## [Data provided]
--- START ---

PR #3191, opened 2023-10-25
Prefer `[foo][bar]` over `[foo](bar)` for intra-doc links

daxpedda:
Follow-up to a discussion here: https://github.com/rust-windowing/winit/pull/3178#discussion_r1371280634.

The logic here is that `[foo](bar)` can be used for inline links or intra-doc links, but `[foo][bar]` can be used for labels or intra-doc links, so if no label is present, it can only be a intra-doc link, making this less ambiguous and more robust to error check.

### DIFF
--- a/src/application.rs
+++ b/src/application.rs
@@ -11,7 +11,7 @@ pub trait ApplicationHandler<T: 'static = ()> {
     /// This is a useful place to put code that should be done before you start processing
     /// events, such as updating frame timing information for benchmarking or checking the
     /// [`StartCause`] to see if a timer set by
-    /// [`ControlFlow::WaitUntil`](crate::event_loop::ControlFlow::WaitUntil) has elapsed.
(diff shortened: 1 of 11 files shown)


MarijnS95 (approved):

notgull (approved):
Looks good to me!

daxpedda:
For reference: still waiting for some feedback in https://github.com/rust-lang/rust/pull/117178.

daxpedda:
Apparently the conclusion was that there is no preference: https://github.com/rust-lang/rust/pull/121021.

I also double checked and AFAICT Rustdoc will properly generate an error regardless. So the only difference is that `[]()` will generate a dead link but `[][]` will not, but its not really an issue because CI should always catch it.

Personally I would still prefer `[foo][bar]` over `[foo](bar)` despite there not being any official recommendation by Rustdoc but us being consistent in Winit. So if we have consensus I would still like to move forward with this.

madsmtm (approved):
Am fine with either

PR #3195, opened 2023-10-27
Clarify `scale_factor` docs

### LINKED ISSUE #3183: MonitorHandle::scale_factor does not use fractional factor on Wayland
I see `MonitorHandle::scale_factor` reporting 2 while `Window::scale_factor` correctly reports 1.5 on Wayland.

The docs of `Window::scale_factor` note that it uses `wp-fractional-scale` protocol if available, otherwise returning an integer factor. The docs of `MonitorHandle::scale_factor` do not mention any such limitation — is this just a doc issue?

BTW the `apple_2` [link](https://github.com/rust-windowing/winit/blob/master/src/dpi.rs#L102) is broken.

kchibisov:
Wayland scales each window individually, thus make it clear. Also recommend against using the `MonitorHandle::scale_factor`.

Fixes #3183.

### DIFF
--- a/src/dpi.rs
+++ b/src/dpi.rs
@@ -82,7 +82,8 @@
 //!   If `WINIT_X11_SCALE_FACTOR` is set to `randr`, it'll ignore the `Xft.dpi` field and use the
 //!   XRandR scaling method. Generally speaking, you should try to configure the standard system
 //!   variables to do what you want before resorting to `WINIT_X11_SCALE_FACTOR`.
-//! - **Wayland:** Scale factor is suggested by the the compositor.
+//! - **Wayland:** Scale factor is suggested by the compositor for each window individually. The
+//!   monitor scale factor may differ from the window scale factor.
 //! - **iOS:** Scale factors are set by Apple to the value that best suits the device, and range
 //!   from `1.0` to `3.0`. See [this article][apple_1] and [this article][apple_2] for more
 //!   information.
--- a/src/monitor.rs
+++ b/src/monitor.rs
@@ -138,14 +138,18 @@ impl MonitorHandle {
         self.inner.refresh_rate_millihertz()
     }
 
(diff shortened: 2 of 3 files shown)


dhardy:
My thoughts:

- Windows, X11 and Orbital backends all use physical pixels to size windows. Given that, *if* there is a way to reliably determine the scale factor on these platforms before constructing the window, it would be useful to have a method on the ELWT to get that scale factor (as an `Option` which is `None` where not available).
- `MonitorHandle::scale_factor` is completely useless? The only other potential use I can think of is to try to set up a multi-screen view for a game/virtual world, but for that you really need the precise size and position instead of just a "scale factor", and that's generally not available (xrandr supports at least physical size, but the reported value is often wrong).

kchibisov:
>Windows, X11 and Orbital backends all use physical pixels to size windows. Given that, if there is a way to reliably determine the scale factor on these platforms before constructing the window, it would be useful to have a method on the ELWT to get that scale factor (as an Option which is None where not available).

They can try to get factor from the monitors on the event loop if they really want to, but you don't know where the window is located before creating it, so it doesn't work for these platform as well.

>MonitorHandle::scale_factor is completely useless? The only other potential use I can think of is to try to set up a multi-screen view for a game/virtual world, but for that you really need the precise size and position instead of just a "scale factor", and that's generally not available (xrandr supports at least physical size, but the reported value is often wrong).

Yes, it's useless API.

>In part it comes down to whether Winit is primarily a portable API or just a cross-platform compatibilty layer (i.e. how much platform-specific code users need on top of Winit).

If they use just `Window::scale_factor` and create with logical pixels, then zero.

dhardy:
> If they use just Window::scale_factor and create with logical pixels, then zero.

This would work better if it's possible to create windows without a size at all.

kchibisov:
>This would work better if it's possible to create windows without a size at all.

Yes, but winit can't do something like that with a reliable system to `callback to user to get values from it`.

Issue #1578, opened 2020-05-24
Events for when window is maximized/minimized


sunjay:
There is currently no `WindowEvent` for when a user clicks the maximized/minimized buttons. It would be great if some could be added since there is currently no way to detect that otherwise. You can set the maximized state using `set_maximized`, but you have no way of knowing when the user does that themselves. You could probably hack around it using the `Resized` event or something, but I think it makes more sense for that to have its own variant in the `WindowEvent` enum.

I'm not sure if something similar makes sense for the window fullscreen state, but an event should be added for that too if it is possible for the user to change that themselves.

kchibisov:
moving to winit, since it's something it should do, if it'll be accepted.

repi:
We would want this as well, to be able to persist a setting that the app window was maximized so we can start up with that state

rhysd:
I want `Minimized` event and `Restored` event for my practical use case.

I'm using WebView2 for my application and WebView2 provides a way to reduce memory consumption on inactive state.

- https://github.com/MicrosoftEdge/WebView2Feedback/blob/main/specs/MemoryUsageTargetLevel.md
- https://learn.microsoft.com/en-us/dotnet/api/microsoft.web.webview2.core.corewebview2.memoryusagetargetlevel?view=webview2-dotnet-1.0.2045.28

To determine when application goes inactive and when application goes back to active state, I need to receive the events. When `Minimized` is received, I can determine the application is inactive and when `Restored` is received, I can determine the application is back to active.

PR #3200, opened 2023-10-30
Implement `WindowEvent::Minimized` and `WindowEvent::Restored` for Windows

rhysd:
  - I only tested this change on Windows since the implementation affects only Windows

This PR partially implements #1578 by adding new window events `WindowEvent::Minimized` and `WindowEvent::Restored`.

### DIFF
--- a/CHANGELOG.md
+++ b/CHANGELOG.md
@@ -11,6 +11,8 @@ Unreleased` header.
 
 # Unreleased
 
+- On Windows, implement `WindowEvent::Minimized` and `WindowEvent::Restored`.
+
 # 0.29.3
 
 - On Wayland, apply correct scale to `PhysicalSize` passed in `WindowBuilder::with_inner_size` when possible.
--- a/examples/util/fill.rs
+++ b/examples/util/fill.rs
@@ -53,6 +53,13 @@ pub(super) fn fill_window(window: &Window) {
     }
 
     GC.with(|gc| {
+        let size = window.inner_size();
+        let (Some(width), Some(height)) =
+            (NonZeroU32::new(size.width), NonZeroU32::new(size.height))
+        else {
+            return;
+        };
+
         // Either get the last context used or create a new one.
         let mut gc = gc.borrow_mut();
         let surface = gc
@@ -61,13 +68,9 @@ pub(super) fn fill_window(window: &Window) {
 
         // Fill a buffer with a solid color.
         const DARK_GRAY: u32 = 0xFF181818;
-        let size = window.inner_size();
 
         surface
-            .resize(
-                NonZeroU32::new(size.width).expect("Width must be greater than zero"),
-                NonZeroU32::new(size.height).expect("Height must be greater than zero"),
-            )
+            .resize(width, height)
             .expect("Failed to resize the softbuffer surface");
 
         let mut buffer = surface
--- a/src/event.rs
+++ b/src/event.rs
@@ -591,6 +591,20 @@ pub enum WindowEvent {
     /// Winit will aggregate duplicate redraw requests into a single event, to
     /// help avoid duplicating rendering work.
     RedrawRequested,
+
+    /// Emitted when a window is minimized.
+    ///
+    /// ## Platform-specific
+    ///
+    /// - Only available on **Windows**.
+    Minimized,
+
+    /// Emitted when a window is restored from minimized state.
+    ///
+    /// ## Platform-specific
+    ///
+    /// - Only available on **Windows**.
+    Restored,
 }
 
 /// Identifier of an input device.
--- a/src/platform_impl/windows/event_loop.rs
+++ b/src/platform_impl/windows/event_loop.rs
@@ -964,6 +964,19 @@ unsafe fn lose_active_focus<T>(window: HWND, userdata: &WindowData<T>) {
     });
 }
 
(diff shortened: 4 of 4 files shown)


daxpedda:
See #2929. I'm not sure how many attempts this is now.

rhysd:
I haven't noticed the PR though I tried searching PRs with some words. I have two questions about the PR:

- How does it cover the `Restored` event in this PR?
- Is the PR active? There has been no comment for 4 months.

daxpedda:
> - How does it cover the `Restored` event in this PR?

The `WindowState` tells you if the `Window` is minimized or not. You will receive a `WindowState` every time anything changes.

> - Is the PR active? There has been no comment for 4 months.

Apparently not. I was just leaving it here for reference. E.g. the way you implemented it is not how we used to intend to implement it. I would prefer to go down the route of something more comprehensive like `WindowState` instead of creating more and more events. But I also don't want to hold development because we don't have the manpower to finish up PRs more comprehensive PRs like that.

---

Let's just wait and see what other maintainers have to say about this.
Imo we should just proceed here, if/when this merges, I will also make a PR to add Web support. We can always re-discuss merging this events into something like `WindowState` later, instead of having stale PRs.

kchibisov:
I think adding minimized events is not really a good idea. We already have `Occluded` if it matters and it should  be used to manipulate rendering instead. Minimized is just misleading most of the time and it doesn't mean that you shouldn't draw anymore.

daxpedda:
> I think adding minimized events is not really a good idea. We already have `Occluded` if it matters and it should be used to manipulate rendering instead.

We had a similar discussion before here: https://github.com/rust-windowing/winit/pull/2980.

I still don't understand why this remains a bad idea. I completely agree that `Occluded` should be used to figure out rendering, but these two things are not the same. If a window is minimized or not is completely separate information that might still be useful for users to know.
E.g. some programs might stop running when they are minimized, but will continue running if they are just in the background.
> Minimized is just misleading most of the time and it doesn't mean that you shouldn't draw anymore.

Would you mind elaborating on that?

kchibisov:
>Would you mind elaborating on that?

Minimize doesn't mean that you don't have to render, because compositor could show a preview. Like the preview you have when however over application in windows bar.

daxpedda:
> > Would you mind elaborating on that?
> 
> Minimize doesn't mean that you don't have to render, because compositor could show a preview. Like the preview you have when however over application in windows bar.

Yeah, that's a more complicated problem though and honestly makes information like that even more important. If we don't intend to send `Occluded` when a window is minimized (which I find needs some discussion), it is still good to know as a user that the window is minimized, e.g. pause the game, render at lower FPS.

kchibisov:
>Yeah, that's a more complicated problem though and honestly makes information like that even more important.
If we don't intend to send Occluded when a window is minimized (which I find would need some discussion), it is still good to know as a user that the window is minimized, e.g. pause the game, render at lower FPS.
If we do want to send Occluded, users might still want to know if the window is minimized for the reasons pointed out above.

The thing is that compositor can send `Occluded` for minimize as well, but then it'll send `Occluded(false)` when you try to preview.

daxpedda:
> The thing is that compositor can send `Occluded` for minimize as well, but then it'll send `Occluded(false)` when you try to preview.

Ah alright, nice!

kchibisov:
The thing is that only macOS/Wayland has this event delivered reliably iirc. On Web it should be as well. And that's the only event you can trust to pause rendering.

daxpedda:
> The thing is that only macOS/Wayland has this event delivered reliably iirc. On Web it should be as well. And that's the only event you can trust to pause rendering.

Sure, I mean we can add this kind of information in the documentation. I'm surprised this doesn't work reliably on Windows (though I haven't used Windows in a very long time now).

Pausing rendering should remain in `Occluded` anyway, even if we send a `Minimized` event, we should document that this doesn't mean the user should pause rendering, we should send an `Occluded` event for that separately.

kchibisov:
>even if we send a Minimized event, we should document that this doesn't mean the user should pause rendering

yeah, but we have this sort of information on `is_minimized` already, you just don't have a notification when you're getting minimized, though you can still sort of check during event loop handling whether you're minimized or not.

I just don't want to add more events...

rhysd:
@daxpedda @kchibisov Thank you for the further comments. I understood the situation and the `Occluded` event sounds sufficient for my use case. I'll wait on the PR.

kchibisov:
`Occluded` works on web.

kchibisov:
Ah, no, you were adding for `Windows`. Windows doesn't have a notion of `Occluded`...

rhysd:
Ah, I see. Then I think I need to wait for #2929.

rhysd:
I may not get the discussion well. Should I modify this branch as follows?

- send `Occluded(true)` on `wparam == SC_MINIMIZE`
- send `Occluded(false)` on `wparam == SC_RESTORE`

kchibisov:
No, you shouldn't. `Minimize != Occluded`. 

You need something like that https://learn.microsoft.com/en-us/windows/win32/api/dxgi1_2/nf-dxgi1_2-idxgifactory2-registerocclusionstatusevent or https://learn.microsoft.com/en-us/windows/win32/direct3ddxgi/waiting-when-occluded

PR #3203, opened 2023-10-31
🐉 Support window dragging from outside the main thread

Jasper-Bekkers:
On Windows, at least, `ReleaseCapture` is documented to release the capture of the mouse on the current thread. In our application we were calling `drag_window` on another thread because we've separated the event loop out to a different thread.

### DIFF
--- a/CHANGELOG.md
+++ b/CHANGELOG.md
@@ -11,6 +11,8 @@ Unreleased` header.
 
 # Unreleased
 
+- On Windows, fix so `drag_window` and `drag_resize_window` can be called from another thread.
+
 # 0.29.3
 
 - On Wayland, apply correct scale to `PhysicalSize` passed in `WindowBuilder::with_inner_size` when possible.
--- a/src/platform_impl/windows/window.rs
+++ b/src/platform_impl/windows/window.rs
@@ -472,27 +472,41 @@ impl Window {
     }
 
     unsafe fn handle_os_dragging(&self, wparam: WPARAM) {
-        let points = {
-            let mut pos = unsafe { mem::zeroed() };
-            unsafe { GetCursorPos(&mut pos) };
-            pos
-        };
-        let points = POINTS {
-            x: points.x as i16,
-            y: points.y as i16,
-        };
-        unsafe { ReleaseCapture() };
+        let window = self.window.clone();
+        let window_state = self.window_state.clone();
 
-        self.window_state_lock().dragging = true;
+        self.thread_executor.execute_in_thread(move || {
+            {
+                let mut guard = window_state.lock().unwrap();
+                if !guard.dragging {
+                    guard.dragging = true;
+                } else {
+                    return;
+                }
+            }
 
-        unsafe {
-            PostMessageW(
-                self.hwnd(),
-                WM_NCLBUTTONDOWN,
-                wparam,
-                &points as *const _ as LPARAM,
-            )
-        };
+            let points = {
+                let mut pos = unsafe { mem::zeroed() };
+                unsafe { GetCursorPos(&mut pos) };
+                pos
+            };
+            let points = POINTS {
+                x: points.x as i16,
+                y: points.y as i16,
+            };
+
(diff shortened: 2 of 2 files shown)


src/platform_impl/windows/window.rs
```diff
@@ -472,27 +472,39 @@ impl Window {
...
 
-        unsafe {
-            PostMessageW(
-                self.hwnd(),
-                WM_NCLBUTTONDOWN,
-                wparam,
-                &points as *const _ as LPARAM,
-            )
-        };
+        let (tx, rx) = channel::<()>();
```
kchibisov, line 477: Do we really need to do a `roundtrip`?

Jasper-Bekkers: The function was blocking before, I kept it as-is, seemed sensible.

CHANGELOG.md
```diff
@@ -19,6 +19,7 @@ Unreleased` header.
 - On Wayland, use `configure_bounds` to constrain `with_inner_size` when compositor wants users to pick size.
 - On Windows, fix deadlock when accessing the state during `Cursor{Enter,Leave}`.
 - On Windows, add support for `Window::set_transparent`.
+- On Windows, fix so `drag_window` and `drag_resize_window` can be called from another thread.
```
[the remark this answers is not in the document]
Jasper-Bekkers: Nice catch.

src/platform_impl/windows/window.rs
kchibisov: yeah, it's just other functions are non-blocking doing the same things, in general, I think windows backend lacks the policy when doing so, so I'd prefer to either we change all functions to be blocking or we just use what we have now and don't block.

Wayland for example is also non-blocking.

src/platform_impl/windows/window.rs
```diff
@@ -472,27 +472,40 @@ impl Window {
...
-        };
-        unsafe { ReleaseCapture() };
+        {
+            let mut guard = self.window_state_lock();
+            if !guard.dragging {
+                guard.dragging = true;
+            } else {
+                return;
+            }
+        }
```
kchibisov, line 482: Hm, but we're not really dragging here, since we start drag on the main thread. The other code uses `window` and passes `Arc` to state if it matters (see `ime` stuff), I'd suggest to follow it.

To deny drag I think you want to check inside the callback as well, since the callbacks are executed sequentially on the main thread, thus it should correctly suppress when the drag is started.

Jasper-Bekkers: @kchibisov Could you point me a little more concretely? This code was setting this `dragging` boolean before (and I wanted to avoid setting it several times in a row / triggering the callback lots of times and re-starting the drag event).

It's also the only case in which this `dragging` boolean is used from what I can tell, so probably it's just misnamed?

Jasper-Bekkers: Are you suggesting moving this logic into the callback?

kchibisov: yes, because `main loop` has a logic to run on the `dragging`, so you should set the variable from the main loop as well the same as the old code did. Just ensure that it's not dragging, I guess.

So, move and check everything inside the callback.

Jasper-Bekkers: I see what you mean; I had missed that logic. Updated the code to reflect this :-).

src/platform_impl/windows/window.rs
```diff
@@ -472,27 +472,41 @@ impl Window {
...
-            let mut pos = unsafe { mem::zeroed() };
-            unsafe { GetCursorPos(&mut pos) };
-            pos
-        };
-        let points = POINTS {
-            x: points.x as i16,
-            y: points.y as i16,
-        };
-        unsafe { ReleaseCapture() };
+        let hwnd = self.hwnd();
```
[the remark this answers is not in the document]
Jasper-Bekkers: Updated to reflect this, makes sense to keep this consistent.

msiglreith (approved):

--- END ---

## [Task brief]
In the entries above, count the lines that contain the string "lower" and reply with the number only.

## [Problem solution]
2